RECORDS SUPPLIED section start

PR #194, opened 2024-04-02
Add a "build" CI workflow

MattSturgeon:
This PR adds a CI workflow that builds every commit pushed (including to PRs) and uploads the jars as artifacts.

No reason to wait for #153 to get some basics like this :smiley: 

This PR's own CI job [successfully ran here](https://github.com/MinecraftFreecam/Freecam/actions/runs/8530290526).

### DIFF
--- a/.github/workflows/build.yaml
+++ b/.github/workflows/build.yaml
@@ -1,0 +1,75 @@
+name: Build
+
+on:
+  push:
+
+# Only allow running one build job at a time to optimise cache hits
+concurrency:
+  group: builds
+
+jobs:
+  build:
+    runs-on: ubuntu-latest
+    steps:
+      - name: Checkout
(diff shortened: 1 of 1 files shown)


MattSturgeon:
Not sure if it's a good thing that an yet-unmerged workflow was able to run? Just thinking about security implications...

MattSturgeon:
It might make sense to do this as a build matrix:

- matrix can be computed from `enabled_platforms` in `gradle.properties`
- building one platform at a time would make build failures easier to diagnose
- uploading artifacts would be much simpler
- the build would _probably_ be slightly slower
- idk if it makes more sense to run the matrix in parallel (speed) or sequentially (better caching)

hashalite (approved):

RECORDS SUPPLIED section end

■ TASK DESCRIPTION
All of the material above should be repeated word for word.

■ RESPONSE AREA
PR #194, opened 2024-04-02
Add a "build" CI workflow

MattSturgeon:
This PR adds a CI workflow that builds every commit pushed (including to PRs) and uploads the jars as artifacts.

No reason to wait for #153 to get some basics like this :smiley: 

This PR's own CI job [successfully ran here](https://github.com/MinecraftFreecam/Freecam/actions/runs/8530290526).

### DIFF
--- a/.github/workflows/build.yaml
+++ b/.github/workflows/build.yaml
@@ -1,0 +1,75 @@
+name: Build
+
+on:
+  push:
+
+# Only allow running one build job at a time to optimise cache hits
+concurrency:
+  group: builds
+
+jobs:
+  build:
+    runs-on: ubuntu-latest
+    steps:
+      - name: Checkout
(diff shortened: 1 of 1 files shown)


MattSturgeon:
Not sure if it's a good thing that an yet-unmerged workflow was able to run? Just thinking about security implications...

MattSturgeon:
It might make sense to do this as a build matrix:

- matrix can be computed from `enabled_platforms` in `gradle.properties`
- building one platform at a time would make build failures easier to diagnose
- uploading artifacts would be much simpler
- the build would _probably_ be slightly slower
- idk if it makes more sense to run the matrix in parallel (speed) or sequentially (better caching)

hashalite (approved):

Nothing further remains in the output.